К тому времени стало очевидно, что молекула ДНК является ключом к наследованию информации. Каким-то образом она кодировала последовательность аминокислот в белках, но реконструкция на основе анализа рентгеновских дифракционных снимков оставляла совершенно не очевидным ответ на вопрос, как может структура ДНК содержать необходимую информацию для синтеза белков. В ДНК содержится всего лишь четыре различных нуклеотида. Как могут четыре нуклеотида кодировать информационную систему, приводящую к образованию белков, имеющих двадцать аминокислот в весьма определенных последовательностях?
Истолкование генетического кода было, возможно, еще более хитроумной задачей, нежели истолкование структуры ДНК. Вслед за работой Эйвери и его коллег и структурным анализом двойной спирали, проведенным Франклин, Гослингом, Уилкинсом, Уотсоном и Криком, быстро пришло понимание того, что если в ДНК содержится всего лишь четыре нуклеотида, а в белках – двадцать аминокислот, то каждую аминокислоту должен кодировать больше чем один нуклеотид. Нуклеотидов должно было быть самое меньшее три – такая логика основывалась на простых расчетах. Если бы нуклеотидов было только два, то все возможные комбинации давали бы 42 = 16 аминокислот, а этого далеко не достаточно. Если же, однако, взять три нуклеотида, то возможных комбинаций будет 43 = 64, и этого уже более чем достаточно. Используя метод внедрения и последующего удаления одиночного нуклеотида в вирус, заражавший E. coli, команда ученых под руководством Фрэнсиса Крика, включавшая в себя также известного борца с традициями Сиднея Бреннера, расшифровала генетический код этой бактерии. Они показали, что набор из трех нуклеотидов в очень специфической последовательности ДНК определяет конкретную аминокислоту. Их работа была в буквальном смысле расшифровкой кода, этого Розеттского камня, ради понимания механизма наследования жизни. Тем не менее возникли и некоторые затруднения.
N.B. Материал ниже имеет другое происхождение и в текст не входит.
PR #28116, opened 2026-02-04
Use XxHash3 for calculating page checksums

wendigo:
## Release notes

```markdown
## Section
```

### DIFF
--- a/core/trino-main/src/main/java/io/trino/execution/buffer/PagesSerdeUtil.java
+++ b/core/trino-main/src/main/java/io/trino/execution/buffer/PagesSerdeUtil.java
@@ -40,6 +40,8 @@ import static java.util.Objects.requireNonNull;
 
 public final class PagesSerdeUtil
 {
+    private static ThreadLocal<XxHash3Hasher> HASHERS = ThreadLocal.withInitial(XxHash3Native::newHasher);
+
     private PagesSerdeUtil() {}
 
     static final int SERIALIZED_PAGE_POSITION_COUNT_OFFSET = 0;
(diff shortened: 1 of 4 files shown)


findepi (dismissed):

findepi:
> Description

Please fill the PR description:

- what changes
- why

core/trino-main/src/main/java/io/trino/execution/buffer/PagesSerdeUtil.java
```diff
@@ -80,12 +81,24 @@ static Page readRawPage(int positionCount, SliceInput input, BlockEncodingSerde
 
     public static long calculateChecksum(List<Slice> pages)
     {
-        XxHash3Hasher hasher = HASHERS.get();
-        hasher.reset();
-        for (Slice page : pages) {
-            hasher.update(page.byteArray(), page.byteArrayOffset(), page.length());
+        int size = pages.stream().mapToInt(Slice::length).sum();
+        long checksum;
+        if (size > 16384) {
```
martint, line 86: Why?

wendigo: It seems that for small slices the cost of calling native outweights the benefits of a faster hashing function

wendigo:
cc @dain

core/trino-main/src/main/java/io/trino/execution/buffer/PagesSerdeUtil.java
findepi: could the magic live in aircompressor ?

findepi: also, if we cannot move this switch there, the code as it stands now absolutely requires code comment

dain: The overhead of xxhash3 with a 64 bit output is less than xxhash64 in all cases.

dain:
If you make the change I suggested and reopen this, I'll approve it

PR #28117, opened 2026-02-04
Remove unnecessary chunking of pages in lake connector page sinks

raunaqmorarka:
## Description
ORC and parquet writers already do chunking of pages in OrcWriter#write and ParquetWriter#write respectively. 
There is no need for the page sink layer to be chunking pages as the file writers are better suited to apply this logic based on their internal details.

## Release notes

```markdown
## Section
```


raunaqmorarka:
Note that there are small adjustments to `testTargetMaxFileSize` methods because the chunking impacts how often the target max file size check is applied and the tests are dealing with very small file sizes. For real workloads with much larger target file sizes, checking file max size after each Page without the 4096 positions limit should still be good enough.

PR #28130, opened 2026-02-05
Convert engine classes to records

wendigo:
## Release notes

```markdown
## Section
```


core/trino-main/src/main/java/io/trino/sql/PlannerContext.java
```diff
@@ -31,61 +31,28 @@
  * This is used to ease the addition of new services in the future without
  * having to modify large portions the planner and analyzer just to pass around
  * the service.
+ *
+ * @param metadata Be careful when adding services here. This context is used throughout the analyzer and planner, so it is easy to create circular dependencies, just create a junk drawer of services.
  */
-public class PlannerContext
+public record PlannerContext(
```
martint: Value-based equality and identity don't make sense for this, so I don't think it's appropriate to make it a record.

core/trino-main/src/main/java/io/trino/sql/planner/plan/PlanNodeId.java
```diff
@@ -15,24 +15,19 @@
...
 import com.fasterxml.jackson.annotation.JsonValue;
-import com.google.errorprone.annotations.Immutable;
 
 import static io.airlift.slice.SizeOf.estimatedSizeOf;
 import static io.airlift.slice.SizeOf.instanceSize;
 import static java.util.Objects.requireNonNull;
 
-@Immutable
-public class PlanNodeId
+public record PlanNodeId(String id)
```
martint: Converting this to a record makes the id visible to users. Not ideal, as it allows callers to inspect and operate on the underlying id, which defeats the purpose of the abstraction.

wendigo: Id was previously exposed as well. PlanNodeId is just a plain alias to a String so maybe we should just remove this type altogether?

core/trino-main/src/main/java/io/trino/sql/PlannerContext.java
wendigo: Dropped

core/trino-main/src/main/java/io/trino/sql/planner/plan/PlanNodeId.java
martint: It's not currently exposed. There's no getId() method in the current PlanNodeId.

> just a plain alias to a String so maybe we should just remove this type altogether?

No, it's a type-safe abstraction to represent a plan node id. Today it's internally represented as a String, but it doesn't need to be, and should not be confused with one.

wendigo: Beside that commit, is everything else ok? I can drop this one

martint: Yes, everything else is ok.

Для большинства аминокислот более чем один набор из трех нуклеотидов, составляющих последовательность, кодирует одну и ту же аминокислоту. Зная последовательность ДНК, можно вывести аминокислотную последовательность белка, кодирующегося этим геном. Однако эта информация будет вырожденной, то есть мы не можем вывести точную последовательность ДНК, зная последовательность белков. Знание «слов» одного языка в мире ДНК определяет одно значение в аминокислотном мире белков. Но знание «слов» аминокислот белков не обеспечивает адекватного перевода на язык ДНК. Главная проблема понимания того, как функционируют все живые организмы, очевидно, заключалась в том, какие инструкции закодированы в ДНК. И эта проблема вела к новой технической задаче – секвенированию ДНК.